### [SUPPLIED MATERIAL]
■ ■ ■ ■ ■

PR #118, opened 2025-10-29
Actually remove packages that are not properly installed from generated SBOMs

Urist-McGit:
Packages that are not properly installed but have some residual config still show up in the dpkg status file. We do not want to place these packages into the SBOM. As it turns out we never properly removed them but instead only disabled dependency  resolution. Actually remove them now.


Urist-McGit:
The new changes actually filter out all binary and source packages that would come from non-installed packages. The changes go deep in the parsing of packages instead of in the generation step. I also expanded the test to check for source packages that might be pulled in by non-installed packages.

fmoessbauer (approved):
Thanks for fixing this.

■ ■ ■ ■ ■

### [AIM OF THE TASK]
Each line of the material above should be restated word for word.

### [REPLY]
PR #118, opened 2025-10-29
Actually remove packages that are not properly installed from generated SBOMs

Urist-McGit:
Packages that are not properly installed but have some residual config still show up in the dpkg status file. We do not want to place these packages into the SBOM. As it turns out we never properly removed them but instead only disabled dependency  resolution. Actually remove them now.


Urist-McGit:
The new changes actually filter out all binary and source packages that would come from non-installed packages. The changes go deep in the parsing of packages instead of in the generation step. I also expanded the test to check for source packages that might be pulled in by non-installed packages.

fmoessbauer (approved):
Thanks for fixing this.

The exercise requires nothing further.